We are developing a metric store and it will contain two type of metrics.
- Simple metrics
- Formula metrics
Simple metric are aggregations, such as sums and averages etc. using semantic layer, we are facing challenges when scaling for more complex formula metrics.
Formula metrics are metrics that are expressions built on top of other metrics which will be evaluated to form a metrics and a user will feed the formula in the formula builder.

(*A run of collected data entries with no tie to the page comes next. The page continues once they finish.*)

PR #8728, opened 2026-09-03
Evaluate every merge_rules approver, in shadow

jeanschmidt:
* #8729
* __->__ #8728
* #8727
* #8726
* #8725
* #8724
* #8723
* #8722

**Impact:** the listing scan's candidate set grows from 11 authors to every merge_rules approver
**Risk:** medium

## What
The listing scan stops matching on `TRUSTED_AUTHORS` and matches on `cohort.evaluation_cohort`
instead: every `approved_by` login in `pytorch/pytorch`'s `merge_rules.yaml`, team refs
expanded, minus bots and minus greenlight's own App. The scan already resolves that set for
the fingerprint's comment allowlist, so this reuses it rather than fetching anything new.
Everyone the widening adds is outside `TRUSTED_AUTHORS`, so every PR it adds is evaluated in
shadow.

## Why
Shadow mode exists to be pointed at real traffic. Eleven hand-listed authors is a sample small
enough that a reviewer-quality problem can hide in it; the approver set is an order of
magnitude larger and is the population greenlight would eventually act on. Because the added
authors are all shadow, the rollout costs no new authority: those PRs are reviewed and
recorded, never approved, and invisible to Dr. CI and the merge gate.

greenlight is excluded from its own cohort explicitly rather than by the bot predicate.
`merge_rules.yaml` names bare logins, so greenlight's entry resolves to `pytorchgreenlight` —
absent from `BOT_LOGINS` and carrying no `[bot]` suffix, so `is_bot` does not match it. Only
the REST-side `pytorchgreenlight[bot]` login is bot-shaped. Without the guard greenlight
enters its own cohort and reviews its own pull requests.

# Notes
Both authorization gates stay bound to `TRUSTED_AUTHORS` and are untouched here: the `--pr`
target author and the `@greenlight recheck` requester. The cohort decides who greenlight looks
at on its own schedule; it must never decide who can point greenlight at a PR, because that is
the path that leads to an approval. The tests assert both boundaries from either side — a
cohort member outside the trusted set is still refused as a requester and still refused as a
`--pr` target.


greenlight/src/greenlight/cohort.py
```diff
@@ -43,3 +53,12 @@ def is_shadow(login: str | None) -> bool:
     author lookup authorize a merge on behalf of someone greenlight could not name.
     """
     return not is_trusted(login)
+
+
+def evaluation_cohort(authorized_logins: frozenset[str]) -> frozenset[str]:
```
huydhn, line 58: Should we throw in a `math.random` here to control the size of the shadow experiment via an env variable? For example, setting `SHADOW_ROLLOUT` to 0.5 will roughly do it on 50% of the cohort instead of everyone. 2 benefits that I can see:
* Quicker to disable shadow and go back to what we have today
* Give us the lever to deal with any scaling issue happening

It looks like you might have the one for this already in `_DEFAULT_SCAN_FULL_COHORT` but it's an on/off switch from what I see, not a slide rule.

greenlight/src/greenlight/config.py
```diff
@@ -53,6 +57,26 @@ def _read_float(env: Mapping[str, str], key: str, default: float) -> float:
         raise ValueError(f"{key} must be a number, got {raw!r}") from exc
 
 
+def _read_bool(env: Mapping[str, str], key: str, default: bool) -> bool:
```
huydhn, line 60: This is not the first time I have seen this function. It exists in all shapes an forms lol :D

greenlight/src/greenlight/cohort.py
jeanschmidt: I like the idea, but maybe random is not great as it is not stable. We can hash the PR number and use that instead.

greenlight/src/greenlight/config.py
jeanschmidt: from claude:

> Ha. It's the only one here though — grepping `_read_bool|_to_bool|_parse_bool|str2bool` across the
> repo's Python turns up exactly this one. The stdlib had `distutils.util.strtobool`, but distutils
> went away in 3.12, so there's nothing left to import.

huydhn (approved):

example of formula metrics
CAC Metric = OFFSET((S&M Expenses – Customer Marketing Expenses), -1)/ New Customers
each metric in the formula will have its own dataset its own time dimension
We did our research and arrive at two approaches
- Compose SQL and apply database UDFs
- Compose Dataframes and apply pandas/spark UDFs
enter image description here
enter image description here
In SQL approach we are facing challenges how to store the existing metrics SQL query against the store Metrics and compose the CTEs dynamically
In Dataframes approach we are facing challenges in how to handle different dataframes with time dimensions and compute result.
We are seeking advice, solutions, or recommendations from other consultants, forums, and consultancies on how to effectively implement and scale formula metrics in our system. Specifically, we are interested in best practices, tools, or strategies that could help overcome the limitations we are experiencing with semantic layer in handling these advanced use cases.